Da gibt es keine Alternative zu Zerfleischen, Grausame Erweiterung und Fluchopfer. Die alle schön durchticken und Schaden machen. Dazu der erhöhte Schaden von Pakt der Flinkheit und der DoT von Khaines Durchdringung.


----------



## pbODW (20. November 2008)

Das mit dem Crit-Chance erhöhen und gegen Heilung immunisieren hat durchaus einen Sinn, wenn man Fächendots wie Fluchopfer gerne verwendet. Soweit ich das mitbekommen habe, können die Dinger nämlich auch kritisch ticken. Die Auswirkungen bei 24 Sekunden Wirkzeit, kann man sich dann ja durchaus vorstellen.


----------



## nixstr0m (20. November 2008)

Natürlich ist es Situationsabhängig welche takken du benuzt ich bin aba nur vom PvP only ausgegangen ( hätte das vieleicht erwähnen sollen! ).
Aber 60% des dmg Outputs vom Jdk kommen über white hits also quasi Autohit und da der autohit auch critten kann heist das das man eigentlich fast immer die healimunität aufn target hat und dazu immer 50% mehr attack speed hat... daraus folgt auch -> mehr hits mehr procs , wenn du gerne mit packt der flinkheit arbeitest dann solltest auch die 50% ats drin haben...

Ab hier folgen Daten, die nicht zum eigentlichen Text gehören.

PR #458, opened 2026-08-31
fix(bb-cron-job): validate the schedule/timezone at synth, not at deploy

osama-rizk:
## Card

Bug Bash board (Starter Kit, DX P2): **"Cron template `rate(10 seconds)` rejected by EventBridge."**
🔗 https://github.com/orgs/aws-amplify/projects/141/views/15?pane=issue&itemId=195535058

## Problem

`CronJob`'s CDK layer passed `options.schedule`/`options.timezone` straight into the EventBridge `CfnSchedule` **with no validation**. An invalid expression — e.g. `rate(10 seconds)` (EventBridge's minimum is 1 minute) or a malformed `cron(...)` — **passed `cdk synth`** and was only rejected by EventBridge **minutes into provisioning**. Meanwhile the mock already validated the same expressions, so **local dev and deploy diverged**: it worked (failed) locally but the deploy path let it through to a slow, opaque failure.

Same fail-fast category as the credential pre-check (#424) and the stack-name check — catch a deploy-killing input up front instead of after provisioning.

## Fix

Extracted the rate/cron parser and the timezone check out of `index.mock.ts` into a shared **`schedule`** module used by **both** the mock (which parses to fire locally) and the CDK construct (which only needs validation). `CronJob`'s constructor now calls `validateSchedule(...)` / `validateTimezone(...)` up front and throws **`CronJobErrors.InvalidSchedule` / `CronJobErrors.InvalidTimezone` at synth**, before any infrastructure is created.

This also removes ~130 lines of parsing logic from the mock in favor of the shared module — one source of truth for the schedule contract, so mock and deploy can't drift again. The shared module is internal (no public API change).

## Testing

- **`schedule-validate.test.ts`** — direct unit tests for the shared validators: accepts valid `rate()`/`cron()`; rejects `rate(10 seconds)`, `rate(0 minutes)`, plural/singular mismatches, 5-field cron, out-of-range cron, empty string; timezone accept/reject.
- **`index.cdk.test.ts`** — CDK synth tests (stub stack): the `CronJob` construct itself throws `InvalidSchedule` for `rate(10 seconds)` and `InvalidTimezone` for a bad zone, and synthesizes a `CfnSchedule` for a valid schedule.
- Existing `schedule.test.ts` (mock parsing) unchanged and green.
- `@aws-blocks/bb-cron-job` suite **45 pass / 0 fail**.

## Verification

`npm run lint` 0 errors · `check:api` ✅ (regenerated — adds the public `CronJobErrors.ScheduleNotSupported`) · conditional-export parity 21/21 · umbrella-changeset guard ✅.

## Changeset

`@aws-blocks/bb-cron-job` **minor** + `@aws-blocks/blocks` **patch** (umbrella re-export). No behavior change for valid schedules; an invalid schedule never deployed successfully — it now fails in seconds at synth instead of minutes into provisioning.

### DIFF
--- a/.changeset/cron-schedule-synth-validation.md
+++ b/.changeset/cron-schedule-synth-validation.md
@@ -1,0 +1,10 @@
+---
+"@aws-blocks/bb-cron-job": patch
+"@aws-blocks/blocks": patch
+---
+
+`CronJob`: validate the schedule (and timezone) at synth so an invalid expression fails fast instead of after minutes of deploy.
+
+The CDK layer passed `schedule`/`timezone` straight into the EventBridge `CfnSchedule` with no validation, so an invalid expression — e.g. `rate(10 seconds)` (EventBridge's minimum is 1 minute) or a malformed `cron(...)` — passed `cdk synth` and was only rejected by EventBridge minutes into provisioning. The mock already validated these, so local dev and deploy diverged.
+
+The schedule/rate/cron parser and the timezone check are now a shared `schedule` module used by both the mock and the CDK construct. `CronJob`'s constructor validates up front and throws `CronJobErrors.InvalidSchedule` / `CronJobErrors.InvalidTimezone` at synth, before any infrastructure is created. No behavior change for valid schedules.
--- a/.changeset/cron-schedule-synth-validation.md
+++ b/.changeset/cron-schedule-synth-validation.md
@@ -1,5 +1,5 @@
 ---
-"@aws-blocks/bb-cron-job": patch
+"@aws-blocks/bb-cron-job": minor
 "@aws-blocks/blocks": patch
 ---
 
@@ -7,4 +7,6 @@
 
 The CDK layer passed `schedule`/`timezone` straight into the EventBridge `CfnSchedule` with no validation, so an invalid expression — e.g. `rate(10 seconds)` (EventBridge's minimum is 1 minute) or a malformed `cron(...)` — passed `cdk synth` and was only rejected by EventBridge minutes into provisioning. The mock already validated these, so local dev and deploy diverged.
 
-The schedule/rate/cron parser and the timezone check are now a shared `schedule` module used by both the mock and the CDK construct. `CronJob`'s constructor validates up front and throws `CronJobErrors.InvalidSchedule` / `CronJobErrors.InvalidTimezone` at synth, before any infrastructure is created. No behavior change for valid schedules.
+The schedule parser and timezone check are now a shared `schedule` module used by both the mock and the CDK construct. `CronJob`'s constructor validates up front and throws `CronJobErrors.InvalidSchedule` / `CronJobErrors.InvalidTimezone` at synth, before any infrastructure is created.
+
+The synth gate is deliberately lenient for `cron(...)` — it checks the 6-field shape and defers field-level semantics (`L`/`W`/`#`, year fields, named days) to EventBridge — so it never rejects an advanced-but-valid schedule. The local mock, which must actually simulate the schedule, still can't model those forms; it now throws the new `CronJobErrors.ScheduleNotSupported` (rather than `InvalidSchedule`) for them, so local dev doesn't call a deployable schedule "invalid". No behavior change for valid, mock-supported schedules.
--- a/packages/bb-cron-job/src/index.cdk.ts
+++ b/packages/bb-cron-job/src/index.cdk.ts
@@ -10,7 +10,7 @@ import type {
 	CronJobEvent,
 	CronJobOptions,
 } from './types.js';
-import { CronJobErrors } from './errors.js';
+import { validateSchedule, validateTimezone } from './schedule.js';
 
 export { CronJobErrors } from './errors.js';
 export type { CronJobEvent, CronJobOptions } from './types.js';
@@ -20,6 +20,12 @@ export class CronJob<T = void> extends Scope {
 
 	constructor(scope: ScopeParent, id: string, options: CronJobOptions<T>) {
 		super(id, { parent: scope });
+
+		// Fail fast at synth: an invalid schedule/timezone otherwise passes synth
+		// and is only rejected by EventBridge minutes into the deploy. Mirrors the
+		// validation the mock already runs, so local dev and deploy agree.
+		validateSchedule(options.schedule);
+		if (options.timezone !== undefined) validateTimezone(options.timezone);
 
 		const lambdaArn = this.handler.functionArn;
 		const schedulerRole = getOrCreateSchedulerRole(cdk.Stack.of(this), lambdaArn);
--- a/packages/bb-cron-job/src/schedule.ts
+++ b/packages/bb-cron-job/src/schedule.ts
@@ -75,10 +75,21 @@ export function parseScheduleForMock(expr: string): ParsedSchedule {
 	try {
 		return parseSchedule(expr);
 	} catch (err) {
-		// Reclassify ONLY when the parse failure is due to an advanced cron form the
-		// mock doesn't model (not a genuinely invalid value like minute 100 or an
-		// inverted range — those stay InvalidSchedule).
-		if (!usesUnsupportedCronForm(expr)) throw err;
+		// Reclassify as "unsupported in mock" ONLY when the parse failure is
+		// attributable to an advanced cron form (L/W/#, year) AND the rest of the
+		// expression is otherwise well-formed. A genuinely bad field (minute 100,
+		// an inverted range) must still throw InvalidSchedule even when a year or
+		// marker is also present — otherwise we'd claim a deploy-doomed schedule
+		// "will deploy". We test this by normalizing the markers/year to valid
+		// placeholders and re-parsing: if it now parses, the marker was the only
+		// problem; if it still throws, a real field is bad.
+		const normalized = normalizeUnsupportedCron(expr);
+		if (normalized === null) throw err; // no advanced form → the failure is a genuine error
+		try {
+			parseSchedule(normalized);
+		} catch {
+			throw err; // a non-marker field is also invalid → keep InvalidSchedule
+		}
 		const e = new Error(
 			`${CronJobErrors.ScheduleNotSupported}: "${expr}" is valid for EventBridge and will deploy, ` +
 				'but the local mock cannot simulate it (advanced cron forms like L/W/#, or a year field). ' +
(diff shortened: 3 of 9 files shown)


packages/bb-cron-job/src/schedule.ts
```diff
@@ -0,0 +1,185 @@
...
+	dayOfWeek: number[];
+}
+export type ParsedSchedule = RateSchedule | CronSchedule;
+
+const RATE_RE = /^rate\((\d+)\s+(minutes?|hours?|days?)\)$/i;
+const CRON_RE = /^cron\((.+)\)$/;
+
+function scheduleError(expr: string): Error {
+	const err = new Error(`${CronJobErrors.InvalidSchedule}: "${expr}" is not a valid cron or rate expression`);
+	err.name = CronJobErrors.InvalidSchedule;
```
Simone319, line 42: **Major:** The mock's `parseSchedule` path throws an error named `InvalidSchedule` for advanced cron that EventBridge — and this PR's own synth gate — accept, e.g. `cron(0 10 L * ? *)`. In local dev that tells a developer their schedule is invalid when it will actually deploy and run fine. Consider a distinct error name/message (e.g. `ScheduleNotSupportedInMock`) so 'can't simulate locally' reads differently from 'invalid'.

packages/bb-cron-job/src/schedule.ts
```diff
@@ -0,0 +1,185 @@
...
+export interface CronFields {
+	minute: number[];
+	hour: number[];
+	dayOfMonth: number[];
+	month: number[];
+	dayOfWeek: number[];
+}
+export type ParsedSchedule = RateSchedule | CronSchedule;
+
+const RATE_RE = /^rate\((\d+)\s+(minutes?|hours?|days?)\)$/i;
```
Simone319: **Minor:** `RATE_RE` has the `/i` flag but `CRON_RE` does not, so `Rate(5 minutes)` passes the synth gate and then EventBridge rejects it at deploy (EventBridge requires lowercase `rate`/`cron`). Dropping `/i` here keeps the two consistent and fails fast on uppercase `rate` too.

packages/bb-cron-job/src/index.cdk.ts
```diff
@@ -21,6 +21,12 @@ export class CronJob<T = void> extends Scope {
 	constructor(scope: ScopeParent, id: string, options: CronJobOptions<T>) {
 		super(id, { parent: scope });
 
+		// Fail fast at synth: an invalid schedule/timezone otherwise passes synth
+		// and is only rejected by EventBridge minutes into the deploy. Mirrors the
+		// validation the mock already runs, so local dev and deploy agree.
+		validateSchedule(options.schedule);
```
Simone319, line 27: **Minor:** `validateSchedule(options.schedule)` has no `undefined` guard, while `timezone` gets one on the next line. If `schedule` can ever be missing at runtime this throws a raw `TypeError` instead of `InvalidSchedule` — fine if `schedule` is a required field, just worth confirming.

packages/bb-cron-job/src/schedule.ts
```diff
@@ -0,0 +1,185 @@
...
+const CRON_RE = /^cron\((.+)\)$/;
+
+function scheduleError(expr: string): Error {
+	const err = new Error(`${CronJobErrors.InvalidSchedule}: "${expr}" is not a valid cron or rate expression`);
```
Simone319: **Nit:** For the flagship case this PR fixes (`rate(10 seconds)`), the message just says it 'is not a valid cron or rate expression' without naming the constraint. Calling out the actual rule (units are minute/hour/day; EventBridge minimum is 1 minute) would make it actionable.

packages/bb-cron-job/src/schedule.ts
osama-rizk: Agreed — fixed. Added `CronJobErrors.ScheduleNotSupported` ('ScheduleNotSupportedInMock') and a `parseScheduleForMock` the mock uses: when a parse failure is caused by an advanced-but-valid cron form (`L`/`W`/`#` in a day field, or a non-`*` year), it throws `ScheduleNotSupported` ("valid for EventBridge and will deploy, but the mock can't simulate it locally") instead of `InvalidSchedule`. Genuinely bad values (minute 100, inverted ranges, `rate(10 seconds)`) still throw `InvalidSchedule`. Added tests (`cron(0 10 L * ? *)`, `cron(0 10 LW * ? *)` → ScheduleNotSupported; invalids → InvalidSchedule) and documented it in D-CJ-4.

packages/bb-cron-job/src/schedule.ts
osama-rizk: Good catch — dropped the `/i` from `RATE_RE` so it's case-sensitive like `CRON_RE`. `Rate(5 minutes)`/`CRON(...)` now fail fast at the gate instead of being rejected by EventBridge at deploy. Added both to the rejection tests.

packages/bb-cron-job/src/index.cdk.ts
osama-rizk: Confirmed: `schedule` is a required field on `CronJobOptions` (`types.ts:26`, `schedule: string`), so there's no `undefined` path for typed callers — the guard exists on `timezone` only because it's optional (`timezone?: string`). Left `validateSchedule(options.schedule)` unguarded intentionally.

packages/bb-cron-job/src/schedule.ts
osama-rizk: Done — `scheduleError` now names the constraint. A `rate(`-shaped expression reports: `a rate must be \"rate(<n> minute|minutes|hour|hours|day|days)\" with n ≥ 1 (EventBridge's minimum is 1 minute; seconds are not supported)`, so `rate(10 seconds)` is actionable; other shapes get the `rate(...)`-or-6-field-`cron(...)` guidance.

packages/bb-cron-job/src/schedule.ts
```diff
@@ -0,0 +1,232 @@
...
+ * parser doesn't model: `L`/`W`/`#` in a day field, or an explicit (non-`*`/`?`)
+ * year field. Used to tell "can't simulate locally" apart from "invalid".
+ */
+function usesUnsupportedCronForm(expr: string): boolean {
+	const m = expr.match(CRON_RE);
+	if (!m) return false;
+	const fields = m[1].trim().split(/\s+/);
+	if (fields.length !== 6) return false;
+	const [, , dayOfMonth, , dayOfWeek, year] = fields;
+	return /[LW#]/i.test(dayOfMonth) || /[LW#]/i.test(dayOfWeek) || (year !== '*' && year !== '?');
```
soberm: [blocker] This returns `true` the moment a year field is present (or L/W/# shows up), regardless of whether the rest of the expression is actually valid. So something like `cron(100 9 * * ? 2025)` — minute 100, plus a year — fails `parseSchedule` correctly, but then this says "unsupported form" purely because of the year, and `parseScheduleForMock` rethrows it as `ScheduleNotSupported` claiming it "is valid for EventBridge and will deploy." It isn't and it won't — EventBridge rejects minute 100, and `validateSchedule` only checks field count so the synth gate lets it through too. That's the exact "looks fine, fails at deploy" gap this PR is closing, reopened through the year-field branch. Also contradicts the DESIGN.md D-CJ-4 note (~line 80) that genuinely bad values still throw `InvalidSchedule` in both layers, and it's untested — the existing cases all use year `*`, which never touches this branch. Can we confirm the other fields are well-formed (marker normalized out, re-run through the range checks) before deciding this is "just unsupported"? Would add `cron(100 9 * * ? 2025)` and an inverted range with a year as cases, both asserting `InvalidSchedule`.

.changeset/cron-schedule-synth-validation.md
```diff
@@ -0,0 +1,12 @@
+---
+"@aws-blocks/bb-cron-job": minor
```
soberm, line 2: [nit] This says `minor`, which is correct now that `ScheduleNotSupported` is a public addition, but the PR description's Changeset section still says `patch` (and the Fix section still says "no public API change") from before this got bumped. Worth a quick pass on the description so it matches what's actually shipping.

soberm (changes requested):
Went through this again against the latest push (3da30af → 27cf697 → 4f6fa80). The synth-gate/shared-module split is solid and `parseScheduleForMock` vs `validateSchedule` is the right shape conceptually, but there's a real bug in how the mock decides "unsupported" vs "actually invalid" (inline below), plus a couple loose ends from the last two commits worth tidying in the same pass:

- `index.browser.ts`'s `CronJobErrors` wasn't updated with `ScheduleNotSupported` — still just the original two members. Not inline-commentable since this file isn't touched by the diff, but it's a real drift: anyone on the browser build referencing `CronJobErrors.ScheduleNotSupported` gets `undefined`. The conditional-exports parity test won't catch it — it only diffs `Object.keys()` of the module namespace, not what's inside this const, and the browser condition isn't even in the compared set for BB packages. Cleanest fix is probably re-exporting from `./errors.js` here like the mock/cdk/aws entries do instead of hand-maintaining a second copy.
- `README.md`'s "Error Constants" section (~line 101) still lists only two constants and says "Both errors are thrown at construction time" — stale now that there's a third one that's mock-only. Worth adding `ScheduleNotSupported` there with a note that it's thrown locally, not at synth/deploy, and fixing "Both."

The `schedule.ts` one is the blocker, the rest is cheap cleanup in the same revision.

Separate from the code: the three failing checks (Build and Test, E2E Production, Telemetry E2E) trace back to an EC2 VPC quota limit and an API Gateway 429 during stack teardown on unrelated resources in the shared test account, not this diff. Worth a re-run, wouldn't hold the PR on it.

packages/bb-cron-job/src/schedule.ts
osama-rizk: Great catch — real gap, fixed in f7d468bf. The classifier no longer trusts "a marker/year is present"; it now **normalizes the markers/year to valid placeholders and re-parses**. Only if the normalized expression parses do we call it `ScheduleNotSupported`; if it still throws, a real field is bad and we keep `InvalidSchedule`. So `cron(100 9 * * ? 2025)` normalizes to `cron(100 9 * * ? *)`, which still throws on minute 100 → `InvalidSchedule` (no false "will deploy"). Added both cases you asked for — `cron(100 9 * * ? 2025)` and `cron(0 9 30-10 * ? 2025)` (inverted range + year) — asserting `InvalidSchedule`. This also restores agreement with the D-CJ-4 note that genuinely bad values throw `InvalidSchedule` in both layers.

.changeset/cron-schedule-synth-validation.md
osama-rizk: Fixed the description — the Changeset section now says `@aws-blocks/bb-cron-job` **minor**, and the verification line reflects that `check:api` was regenerated to add the public `CronJobErrors.ScheduleNotSupported` (dropped the stale "no public-API change" wording).

soberm (approved):

Simone319 (approved):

Ansonsten wars ja rein auf die support und überlebenchancen bezogen! Als ich wills mal so sagen target killer biste mit Folter skillung gut unterwegs aba auch meist nach dem Target down da du einfach nich gegeheilen kannst! Ich mit Opferrung schaffe ich 3-4 gegener wobei aba schon ein gegener allein, länger dauert wie mit deiner skillung !!!!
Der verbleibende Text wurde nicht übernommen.